Given the root of a binary tree, return the length of the diameter of the tree.

The diameter of a binary tree is the length of the longest path between any two nodes in a tree. This path may or may not pass through the root.

The length of a path between two nodes is represented by the number of edges between them.

Constraints

• The number of nodes in the tree is in the range [1, 104].
• -100 <= Node.val <= 100

Solution

The problem Diameter of Binary Tree can by solved by using a depth-first search. Let p be a parent node in a given binary tree and c1 and c2 its child nodes. Then, the path that decides the diameter of p can either pass or not pass p. If the longest path passes p, then the diameter can be gained with depth(c1) + depth(c2) where depth(n) is a maximum depth of node n.
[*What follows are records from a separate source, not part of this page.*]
PR #1591, opened 2023-12-26
Respect service.kubernetes.io Labels

### LINKED ISSUE #979: Honor the service.kubernetes.io/service-proxy-name label
**Is your feature request related to a problem? Please describe.**

* [KEP](https://github.com/kubernetes/enhancements/blob/master/keps/sig-network/0031-20181017-kube-proxy-services-optional.md)

The `service.kubernetes.io/service-proxy-name` was initially intended to off-load the kube-proxy from handling all services already handled by a service mesh. I think there will be more specialized K8s proxiers coming in the near future. People has requirement for special things and to get a (possibly odd) feature into the "real" K8s proxier (or Kube-router) is hard (if at all possible).

Kube-router should honour the `service.kubernetes.io/service-proxy-name` label when taking over the standard kube-proxy. This means; if the label is defined for a service Kube-router **must not** setup loadbalancing for that service. Example;

```
apiVersion: v1
kind: Service
metadata:
  name: mserver-no-proxy
  labels:
    service.kubernetes.io/service-proxy-name: istio
spec:
  selector:
    app: mserver-deployment
  ports:
  - port: 5001
    name: mconnect
```

**Describe alternatives you've considered**

You could also take a more defensive approach in Kube-router by (optionally) allowing a setting like `service.kubernetes.io/service-proxy-name: kube-router` to let kube-router handle _only_ some services, e.g. for DSR. Some administrations are reluctant to deviate from "standard" K8s, but special handling for special services may be ok.

**Additional context**

* [PR](https://github.com/kubernetes/kubernetes/pull/71355)
* [KEP](https://github.com/kubernetes/enhancements/blob/master/keps/sig-network/0031-20181017-kube-proxy-services-optional.md)
* Related comment; https://github.com/kubernetes/kubernetes/issues/92369#issuecomment-650034563

This is easy to implement by filtering the service watch (https://github.com/sbezverk/nfproxy/pull/50).

aauren:
@mrueg 

This teaches kube-router about the following two kubernetes standard labels:

* `service.kubernetes.io/headless`
* `service.kubernetes.io/service-proxy-name`

It also resolves 2 of the e2e kubernetes testing failures that kube-router currently has and resolves #979

### DIFF
--- a/pkg/controllers/proxy/network_services_controller.go
+++ b/pkg/controllers/proxy/network_services_controller.go
@@ -1612,24 +1612,24 @@ func (nsc *NetworkServicesController) cleanupMangleTableRule(ip string, protocol
 	args := []string{"-d", ip, "-m", protocol, "-p", protocol, "--dport", port, "-j", "MARK", "--set-mark", fwmark}
 	exists, err := iptablesCmdHandler.Exists("mangle", "PREROUTING", args...)
 	if err != nil {
-		return fmt.Errorf("Failed to cleanup iptables command to set up FWMARK due to " + err.Error())
+		return fmt.Errorf("failed to cleanup iptables command to set up FWMARK due to %v", err)
 	}
 	if exists {
 		klog.V(2).Infof("removing mangle rule with: iptables -D PREROUTING -t mangle %s", args)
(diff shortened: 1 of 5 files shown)


aauren:
Progress towards: #1596

PR #1612, opened 2024-03-01
Make kube router healthchecknodeport aware

aauren:
The big change here is that kube-router now implements the NodePort HealthCheck feature that is best described here: https://kubernetes.io/docs/tutorials/services/source-ip/#source-ip-for-services-with-type-loadbalancer

Blurb from the commit for this feature is:

>NodePort Health Check has long been part of the Kubernetes API, but
kube-router hasn't implemented it in the past. This is meant to be a
port that is assigned by the kube-controller-manager for LoadBalancer
services that have a traffic policy of `externalTrafficPolicy=Local`.

>When set, the k8s networking implementation is meant to open a port and
provide HTTP responses that inform parties external to the Kubernetes
cluster about whether or not a local endpoint exists on the node. It
should return a 200 status if the node contains a local endpoint and
return a 503 status if the node does not contain a local endpoint.

>This allows applications outside the cluster to choose their endpoint in
such a way that their source IP could be preserved.

Additionally, in order to become more compliant with other network providers and the upstream e2e tests, we now also add endpoints to load balancers for EndpointSlices that are either `Ready` or `Serving` as opposed to just `Ready`. This allow traffic to route to legitimate service endpoints that are in the `Terminating` state.

This is a departure from previous functionality, so there may be some impact to services that were relying on the previous `Ready` only interpretation for endpoint adding.

Fixes: #1597

### DIFF
--- a/pkg/controllers/proxy/network_services_controller.go
+++ b/pkg/controllers/proxy/network_services_controller.go
@@ -243,6 +243,7 @@ func (nsc *NetworkServicesController) Run(healthChan chan<- *healthcheck.Control
 		klog.Fatalf("error cleaning up old/bad masquerade rules: %s", err.Error())
 	}
 
+	// Run the hairpin controller
 	wg.Add(1)
 	go nsc.hpc.Run(stopCh, wg, healthChan)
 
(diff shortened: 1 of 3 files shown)


aauren:
Related to: #1596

If, on the other hand, the longest path does not pass p, then the diameter of p becomes max(diameter(c1), diameter(c2)) where diameter(n) is a diameter of node n, since the longest path must still be a part of either c1 or c2. Therefore, by applying depth-first search, we’re able to determine the diameter from the leaves up to the root node.

Implementation

/**
 * Definition for a binary tree node.
 * struct TreeNode {
 *     int val;
 *     TreeNode *left;
 *     TreeNode *right;
 *     TreeNode() : val(0), left(nullptr), right(nullptr) {}
 *     TreeNode(int x) : val(x), left(nullptr), right(nullptr) {}
 *     TreeNode(int x, TreeNode *left, TreeNode *right) : val(x), left(left), right(right) {}
 * };
 */
class Solution
{
  private:
    int diameter;

  public:
    int helper(TreeNode *root)
    {
        if (root == NULL)
            return -1;

        int ldepth = helper(root->left) + 1;
        int rdepth = helper(root->right) + 1;
        diameter = max(diameter, ldepth + rdepth);

        return max(ldepth, rdepth);
    }

    int diameterOfBinaryTree(TreeNode *root)
    {
        diameter = 0;
        helper(root);

        return diameter;
    }
};